35 years of product design wisdom from Apple, Disney, Pinterest, and beyond | Bob Baxley

Jun 12, 2025 1h 41m 16 insights Episode Page ↗
Bob Baxley, a design executive from Apple, Pinterest, and Yahoo, discusses the moral obligation to build great products, the strategic value of design, and counterintuitive lessons on team structure, like why design might report to engineering. He also shares insights on fostering creativity and using AI as a life coach.
Actionable Insights

1. Build Products with Moral Obligation

Recognize that every software interaction impacts users’ emotional energy; strive to create products that empower rather than frustrate, as a moral obligation to improve quality of life and reduce user confusion.

2. Prioritize Vision for Design Efficiency

Provide designers with clear, specific context and a shared philosophical understanding of the product and company vision to enable faster, more focused design work and reduce ambiguity.

3. Implement Decision-Making Design Tenets

Create 3-4 memorable design tenets (not generic principles) that act as clear decision-making tools for the entire team, helping to settle recurring debates and guide consistent product direction.

4. Integrate Design & Engineering Early

Connect design and engineering teams tightly from the beginning, involving ‘creative technologists’ who can sit with ambiguity, to ensure technical feasibility, foster buy-in, and build shared ownership.

5. Delay Visual Prototyping

Resist drawing high-fidelity prototypes too early, as the ‘primal mark’ can prematurely narrow possibilities; instead, explore concepts conversationally and with low-fidelity ‘block frames’ to allow for deeper, more original ideas.

6. Recognize Software’s Emotional Impact

Understand that software is a medium with an emotional component; consciously design to elicit desired emotions from users, rather than just focusing on tasks, to create more impactful products.

7. Recalibrate When Changing Cultures

When moving from one strong company culture to another, take time to recalibrate; hold onto core values but adapt behaviors to the new environment, as new places often hire for values, not specific past behaviors.

8. Observe Users in the Wild

Actively seek opportunities to watch ‘mere mortals’ use any software (not just your own product) in their natural state to develop intuition about human-computer interaction and avoid psychological biases.

9. Champion Ideas, Not Yourself

Advocate passionately for ideas you believe in, viewing it as promoting the idea’s success in the world rather than self-promotion, and have the courage of your convictions to fight for it.

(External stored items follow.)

Issue #3273, opened 2022-02-21
Improve handling ALL_PROPOSALS_PARAMETERS_JSON


mnaamani:
There a few issues with how invalid ALL_PROPOSALS_PARAMETERS_JSON affects behavior

1 - invalid JSON is not caught at build time or when running tests
2 - comments describe behavior such that improper json will cause a fallback to defaults. This is not the case, the runtime panics instead. Which behavior do we want?
3 - Its not clear how negative numbers (valid json number) in the JSON processed.
4 - `option_env!("ALL_PROPOSALS_PARAMETERS_JSON")` handles empty string and null differently on Linux vs Mac this has resulted in compiling a runtime where an empty string was set for the variable, which caused the runtime to panic with ""Invalid JSON with proposals parameters provided." since an empty string returned an error by `lite_json::parse_json()`

Proposal
1 - try to catch invalid json during build if possible, or at minimum in unit tests
2 - I think fallback is better than panic! 
3 - Will test
4 - Add explicit handling of empty string or variable not set to both result in "default" values being used.

┆Issue is synchronized with this [Asana task](https://app.asana.com/0/1201709380879215/1201857679218381) by [Unito](https://www.unito.io)

mnaamani:
> 3 - Its not clear how negative numbers (valid json number) in the JSON processed.

As expected it will convert to highest value of unsigned value

mnaamani:
done in  #3275

PR #3275, opened 2022-02-21
Olympia: Improved handling of proposal params through json config

mnaamani:
Fixes https://github.com/Joystream/joystream/issues/3273

1 - Catch invalid JSON when running tests.
2 - ~Fallback to default values instead of `panic!` in runtime. (panic only in unit tests)~
3 - Empty string and unset variable treated as no explicit JSON config is being passed, and defaults are used.
4 - Pass ALL_PROPOSALS_PARAMETERS_JSON as build arg to dockerfile


runtime/src/proposals_configuration/mod.rs
```diff
@@ -109,12 +109,24 @@ lazy_static! {
 fn get_all_proposals_parameters_objects() -> AllProposalsParameters {
     let json_str: Option<&'static str> = option_env!("ALL_PROPOSALS_PARAMETERS_JSON");
 
+    // Handle undefined variable (null) and variable set to empty string the same
+    // to work cross platform.
+    if json_str.is_none() || json_str.unwrap().is_empty() {
```
shamil-gadelshin: The `unwap()` method should be avoided in the production code. The first part of the condition `.is_none()` could be modified and we would end up with panic. Using the `map_or` looks like a safer approach.

runtime/src/proposals_configuration/mod.rs
```diff
@@ -109,12 +109,24 @@ lazy_static! {
...
+        return default_parameters();
+    }
+
     json_str
         .map(lite_json::parse_json)
         .map(|res| match res {
             Ok(json) => Some(json),
             Err(_) => {
-                panic!("Invalid JSON with proposals parameters provided.");
+                if cfg!(test) {
```
shamil-gadelshin: Why do we allow invalid JSON in non-test cases?

shamil-gadelshin (changes requested):
Looks good. There are a couple of minor comments. It looks like there are clippy issues as well present in the code.

I corrupted the `./tests/integration-tests/proposal-parameters.json` file, ran the `./build-node-docker.sh`, and expected the build to fail but it was OK.

runtime/src/proposals_configuration/mod.rs
mnaamani: I was trying to follow the description of the expected behavior in https://github.com/Joystream/joystream/blob/8bb0a84bc822eb817401e8ddd0f00e1613a40ccb/runtime/src/proposals_configuration/mod.rs#L6

Specifically "If it doesn't exists or contains invalid or empty JSON then the default parameters are returned."

mnaamani:
> Looks good. There are a couple of minor comments. It looks like there are clippy issues as well present in the code.
> 

The clippy warning are because I commented out the proposals_integration module in `runtime/src/tests/mod.rs` but didn't comment out some common code which was being used from those tests.

> I corrupted the `./tests/integration-tests/proposal-parameters.json` file, ran the `./build-node-docker.sh`, and expected the build to fail but it was OK.

Did you run with `TEST_NODE=true ./build-node-docker.sh` ?

runtime/src/proposals_configuration/mod.rs
mnaamani: But if we want compile time and runtime behavior to be the same, I can drop the condition `cfg!(test)` and always return `None` here.

runtime/src/proposals_configuration/mod.rs
mnaamani: Fixed in 565dd4f536bb879de3dad829fa64656f7e98f7a3

runtime/src/proposals_configuration/mod.rs
mnaamani: As discussed reverted to panic, and updated the comments to reflect actual behavior

shamil-gadelshin (commented):
LGTM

10. Embrace Design as Holistic Mindset

View design as a holistic mindset of imagining a desired future and taking steps to make it real, rather than just a visual expression or a function, to foster intentionality across the company.

11. Small Teams for New Initiatives

Keep teams small and tight when starting something new to foster clarity of vision and collective genius (‘seniors’), scaling up only once the direction is clear.

12. Respect Functional Boundaries

Understand and respect the roles and boundaries between different functions (e.g., product, design, engineering), trusting each team to excel in their specific domain to foster collaboration and efficiency.

13. Understand Your Function’s Value

When seeking a new role, assess how important your specific function (e.g., design, engineering) is to the company’s founders and leadership, as working where your contribution is valued is crucial for job satisfaction.

14. Develop a Broad Company Vision

Founders should develop a clear company vision that extends beyond the current product, providing a guiding principle for growth, acquisitions, and overall strategic direction.

15. Use AI as a Life Coach

Use AI tools like ChatGPT as a ’life coach’ by asking specific questions (e.g., about blind spots, outdated mindsets) or engaging in structured daily questioning to reflect on and clarify personal thoughts and patterns.

16. Career is Not Your Life

Remember that your career is not your entire life; setbacks or ‘failures’ in a job do not define your overall well-being or destroy your career trajectory.